Clearly as Newham Council owned both sites, the complete absence of affordable housing within this application, can only have been deliberate and not the product of some dodgy developer’s “viability assessment”.

Instead Red Door Ventures proposed to deliver 45 affordable units in three “linked sites” at Eve Road E15, Baxter Road/Alnwick Rd E16 and Chargeable Lane E13. These sites were covered by three separate planning applications on the same committee agenda.

This was a device to subvert the planning policy requirement to deliver 50% affordable housing that would otherwise be required. Except of course that 45 units when added to the 182 non-affordable units gives us 227. The four linked planning applications (barely) delivered 20% affordable units.

So this left an affordable housing shortfall of 30% or 68.5 units.

A further device was then employed to help bridge the gap so to speak: the “review mechanism”.

Here I quote directly from the committee report; ‘To ensure that the proposal fully complies with the Newham Core Strategy and London Plan target of 50% affordable housing, a review mechanism is proposed that shall capture any uplift in scheme viability.

Once the ‘Break Even Rental Threshold’ (BERT) has been achieved the Planning Authority will receive 50% of the net additional revenue generated, where the profit level is between 15% and 24.99%, and 70% where profit is above a 25% threshold’.

I trust you have followed the logic so far.

The only real link between the four planning applications is that the sites involved are within the same borough. They are only “linked” in this process to enable Red Door Ventures to avoid having to provide affordable housing on the more valuable site adjacent to Plaistow Station. The “review mechanism” then kicks the remaining shortfall of 65.5 units into the even longer grass.

This was a perversion of the Council’s Planning regime and it was a disgrace that the then Committee Chair, Cllr Ken Clark, allowed these applications to be pushed through in this manner. Indeed, it was Cllr Clark who moved acceptance of the recommendations.

The four planning approvals were then to be wrapped up into a series of S106 Planning Agreements. The Strategic Development Committee decreed that these legal agreements should be completed and signed by 18 January 2018.

Subsequently, in November the Committee moved the completion deadlines to 18 May 2018.

It would appear that these legal agreements have not yet been signed because a further report (item 14) has been tabled on the agenda for the Strategic Development Committee meeting (next week) on 19 June seeking a further extension of the deadlines to 9 November 2018.
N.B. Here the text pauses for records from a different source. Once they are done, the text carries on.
PR #1663, opened 2022-10-28
Easy Gql transfers

TarogStar:
Allow transfers to be done through GraphQl much easier, and allow choosing crystal as well.  People are currently using complex batch scripts which could be corrupted or cause problems if used incorrectly or altered by a malicious party.

### DIFF
--- a/NineChronicles.Headless/GraphTypes/StandaloneMutation.cs
+++ b/NineChronicles.Headless/GraphTypes/StandaloneMutation.cs
@@ -10,6 +10,7 @@ using Libplanet.Explorer.GraphTypes;
 using Libplanet.Tx;
 using Microsoft.Extensions.Configuration;
 using Nekoyume.Action;
+using Nekoyume.Helper;
 using Nekoyume.Model.State;
 using Serilog;
 using System;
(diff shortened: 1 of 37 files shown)


NineChronicles.Headless/GraphTypes/StandaloneMutation.cs
```diff
@@ -154,17 +155,10 @@ IConfiguration configuration
                         Description = "A string value of the value to be transferred.",
                         Name = "amount",
                     },
-                    new QueryArgument<NonNullGraphType<LongGraphType>>
+                    new QueryArgument<NonNullGraphType<CurrencyEnumType>>
                     {
-                        Description = "A sender's transaction counter. You can get it through nextTxNonce().",
-                        Name = "txNonce",
-                    },
```
moreal, line 161: I remembered it was designed to restrict mistake to send multiple times. cc @longfin

longfin:
@TarogStar Thanks for your commitment and sorry for the late reply. I think that there're two points we should consider.

1. We want to reduce the usage of `StandaloneMutation` except `stageTransaction()` since all other mutations require a private key in any form (i.e., `.MinerKey` or the parameter of mutations). I believe the combination of [`actionTxQuery`](https://github.com/planetarium/NineChronicles.Headless/pull/1560/f) + ECDSA signing on the client side (`NineChronicles.Headless.Executable.exe` as CLI itself or [sphere](https://github.com/planetarium/sphere) can help) + `stageTransaction` mutation is more recommendable.
   - Of course, such a combination requires complex scripts and may put users of such scripts in a dangerous environment. However, I believe that the user's private key is more secure than traversing the network.

2. Currently, Crystals are infinite goods that can be produced indefinitely depending on the user's account (to be precise, by the APs produced there), and their transfer is not taken into account at all in the game economy. In terms of game economy, the current situation where crystal transfer is possible is a bug. we expected to solve this problem by resolving the infinite supply of APs, which is the root of the problem, but it seems that it will take time due to complex reasons. So, at least until the end of the year, there is a plan to limit Crystal transferring itself. cc @jaeho0103

PR #1682, opened 2022-11-10
Add ObserveOn on ActionEvaluationPublisher

riemannulus:
Fixed renderers to work in parallel if they were intended to run in parallel but didn't.

### DIFF
--- a/NineChronicles.Headless/ActionEvaluationPublisher.cs
+++ b/NineChronicles.Headless/ActionEvaluationPublisher.cs
@@ -1,3 +1,4 @@
+#nullable enable
 using System;
 using System.Collections.Concurrent;
 using System.Collections.Generic;
@@ -8,7 +9,6 @@ using System.Linq;
 using System.Reactive.Concurrency;
 using System.Reactive.Linq;
 using System.Runtime.Serialization;
-using System.Runtime.Serialization.Formatters.Binary;
 using System.Threading;
 using System.Threading.Tasks;
 using Bencodex;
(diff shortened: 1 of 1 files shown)


longfin (approved):

NineChronicles.Headless/ActionEvaluationPublisher.cs
```diff
@@ -103,7 +103,10 @@ public async Task AddClient(Address clientAddress)
             if (!_blockRenderDictionary.ContainsKey(clientAddress))
             {
                 _blockRenderDictionary[clientAddress] = true;
-                _blockRenderer.BlockSubject.SubscribeOn(NewThreadScheduler.Default).Subscribe(
+                _blockRenderer.BlockSubject
+                    .SubscribeOn(NewThreadScheduler.Default)
+                    .ObserveOn(NewThreadScheduler.Default)
```
longfin, line 108: We may need other schedulers (e.g., [TaskPoolScheduler](https://learn.microsoft.com/en-us/previous-versions/dotnet/reactive-extensions/hh229933(v=vs.103)) than `NewThreadSheduler`. 🤔

moreal (approved):

longfin (changes requested):
I'll prepare more fixes because it may cause memory leakage.

moreal (approved):
It seems good to me but I think it'll be better to merge after receiving @ipdae's approval.

NineChronicles.Headless/ActionEvaluationPublisher.cs
```diff
@@ -84,59 +78,169 @@ public async Task AddClient(Address clientAddress)
...
+        {
+            var address = new Address(addressBytes);
+            if (address == default)
+            {
+                Log.Warning("[{ClientAddress}] UpdateSubscribeAddresses set default address", address);
+            }
+            var addresses = addressesBytes.Select(a => new Address(a)).ToImmutableHashSet();
+            if (_clients.TryGetValue(address, out Client? client) && client is { })
+            {
+                client.TargetAddresses = addresses;
```
ipdae, line 126: is this ok not use `TryUpdate`?

longfin: Basically, all `client` in `_clients` are ref types so it will affect objects in the collections without explicit updating. but... yeah, we may need to consider sync behavior.

longfin: I've added https://github.com/planetarium/NineChronicles.Headless/pull/1682/commits/e42b60053092abce9a239241f8ea237785a7b640 to address it. 

Also, I turned this PR into a draft until testing. cc @ipdae @riemannulus @moreal

riemannulus: Confirm.

longfin: Amended. https://github.com/planetarium/NineChronicles.Headless/pull/1682/commits/cf210a1a3486cb666368b6a333b32c2e2044686e cc @riemannulus @moreal @ipdae

ipdae (approved):

Issue #1695, opened 2022-11-16
Subscriptions on `StandaloneContext` make render slower.


longfin:
Related: #1694

PR #1700, opened 2022-11-16
Release v100321-3

longfin:
This PR is a hotfix to address delayed block sync due to #1695 and #1694 .  it isn't a direct fix but it loosens a delay by GQL subscriptions via the two below approaches.

1. Specifies rendering thread for subscriptions in `StandaloneSubscription`, using `ObserveOn()`.
2. In `StandaloneSubscription.RenderBlock`, it introduces `AsParallel()` and `ForAll()` to enable parallelism.

Also, it adds a GQL query to debug this symptom and maintain versions.


ipdae (approved):
As far as I know, all MonsterCollect related actions have been replaced with Stake actions. we can delete renderers after investigation.

PR #1708, opened 2022-11-18
Add timestamp to actionTxQuery

longfin:
This PR adds `timestamp` argument to `actionTxQuery` GraphQL query to specify `Transaction<T>.Timestamp`.


moreal (approved):
🚀

moreal:
It seems there is lint problem. Could you run `dotnet format --exclude Lib9c --exclude NineChronicles.RPC.Shared -v=d --no-restore` once?

longfin:
@moreal Thanks a lot 😄

PR #1717, opened 2022-11-23
Implement ClaimStakeReward interface and factory

U-lis:
NIneChronicles.Headless now implements factory and interface of ClaimStakeReward.

Also, few updates to cli commands.

### DIFF
--- a/NineChronicles.Headless.Executable/Commands/TxCommand.cs
+++ b/NineChronicles.Headless.Executable/Commands/TxCommand.cs
@@ -8,11 +8,13 @@ using Bencodex.Types;
 using Cocona;
 using CsvHelper;
 using Libplanet;
+using Libplanet.Action;
 using Libplanet.Assets;
 using Libplanet.Blocks;
 using Libplanet.Crypto;
 using Libplanet.Tx;
 using Nekoyume.Action;
+using Nekoyume.Action.Factory;
 using Nekoyume.Model;
 using Nekoyume.Model.State;
 using Nekoyume.TableData;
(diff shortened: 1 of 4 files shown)


NineChronicles.Headless.Executable/Commands/TxCommand.cs
```diff
@@ -65,10 +70,11 @@ public TxCommand(IConsole console)
...
                     nameof(ClaimMonsterCollectionReward) => new ClaimMonsterCollectionReward(),
                     nameof(Stake) => new Stake(),
-                    // FIXME: This `ClaimStakeReward` cases need to reduce to one case.
-                    nameof(ClaimStakeReward1) => new ClaimStakeReward1(),
-                    nameof(ClaimStakeReward) => new ClaimStakeReward(),
-                    nameof(ClaimStakeReward3) => new ClaimStakeReward3(),
+                    // FIXME: How to set default action version? Can I use blockIndex instead of action version?
+                    "ClaimStakeReward" => (ActionBase)ClaimStakeRewardFactory.CreateByVersion(
+                        actionVersion ?? 2,
+                        new Address()
```
moreal, line 76: Is it okay to pass an empty address, `new Address()`? I'm not sure why it needs an address to instantiate actions. 🤔 

(It may be overwritten by `LoadPlainValue` 🤔)

moreal (approved):

NineChronicles.Headless.Executable/Commands/TxCommand.cs
```diff
@@ -65,10 +70,11 @@ public TxCommand(IConsole console)
...
+                    ),
```
boscohyun, line 77: I think a default version is not exist. So.. how about this?

```suggestion
                    "ClaimStakeReward" => actionVersion
                        ? (ActionBase)ClaimStakeRewardFactory.CreateByVersion(
                            actionVersion,
                            new Address())
                        : new ClaimStakeReward(new Addess()),
```

There is a comment in `ClaimStakeRewardFactory.CreateByBlockIndex()` like below. And it make some confuse. I'll fix this!

```cs
// FIXME: This method should consider the starting block index of
//        `claim_stake_reward2`. And if the `blockIndex` is less than
//        the starting block index, it should throw an exception.
// default: Version 2
return new ClaimStakeReward(avatarAddress);
```

NineChronicles.Headless.Executable/Commands/TxCommand.cs
boscohyun: @moreal Make sense. Let's fix this from the factory method later!

U-lis: I thought the random address will be overwritten from given plainvalue

PR #1729, opened 2022-11-28
Add `CurrencyEnumType.RUNESTONE`

boscohyun:
- Add `CurrencyEnumType.RUNESTONE`

### DIFF
--- a/NineChronicles.Headless.Tests/GraphTypes/ActionQueryTest.cs
+++ b/NineChronicles.Headless.Tests/GraphTypes/ActionQueryTest.cs
@@ -243,11 +243,16 @@ namespace NineChronicles.Headless.Tests.GraphTypes
         }
 
         [Theory]
-        [InlineData("NCG", true)]
-        [InlineData("NCG", false)]
-        [InlineData("CRYSTAL", true)]
-        [InlineData("CRYSTAL", false)]
-        public async Task TransferAsset(string currencyType, bool memo)
+        [InlineData("NCG", true, true)]
+        [InlineData("NCG", false, true)]
+        [InlineData("CRYSTAL", true, true)]
+        [InlineData("CRYSTAL", false, true)]
+        [InlineData("RUNESTONE", true, false)]
+        [InlineData("RUNESTONE", false, false)]
+        public async Task TransferAsset(
+            string currencyType,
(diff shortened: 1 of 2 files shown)


NineChronicles.Headless/GraphTypes/ActionQuery.cs
```diff
@@ -182,6 +182,7 @@ public ActionQuery(StandaloneContext standaloneContext)
                             (Dictionary)standaloneContext.BlockChain!.GetState(GoldCurrencyState.Address)
                         ).Currency,
                         CurrencyEnum.CRYSTAL => CrystalCalculator.CRYSTAL,
+                        CurrencyEnum.RUNESTONE => throw new ExecutionError("Unsupported Currency type."),
```
moreal, line 185: It's just a question. If it is not supported, is there a reason to add the `CurrencyEnum.RUNESTONE` now?

boscohyun: @moreal I agree. I'll fix it.

moreal: I still don't know what this pull request achieves. What is the use case of the `CurrencyEnum.RUNESTONE` value? 🤔

boscohyun: I was thinking of using it in graphql dealing with currency. It is true that there is no place to use it now. But won't it be possible to use it in the future? Shouldn't `CurrencyEnumType' contain all the currencies defined in lib9c, even if they are not in use right now?
I don't have a strong opinion either, but if I had to define what this change was supposed to accomplish, the questions above would need answers.
If we limit the role of `CurrencyEnumType` to "the query type used", then this pull request should be closed. If we set it to "query type corresponding to the currency type defined in lib9c", we will have to reflect lib9c changes every time.
Right now, I don't think it matters.

boscohyun: On the other hand, reflecting lib9c's currency into `CurrencyEnumType` every time doesn't seem to be smooth every time. This is because the number of points to manage increases when the design of the game currency (e.g., ticker) changes.
For that reason, I'm closing this pull request.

The report goes further, to say that if the legal agreements have not been completed, the Head of Planning has delegated authority to refuse the planning permissions.

Surely this is the moment when our elected representatives could signal a sea change in Newham’s housing strategy. It’s the time to end the expansion of Red Door Ventures and to start building genuine affordable and social housing again.

This is not a decision to be delegated to a Council officer.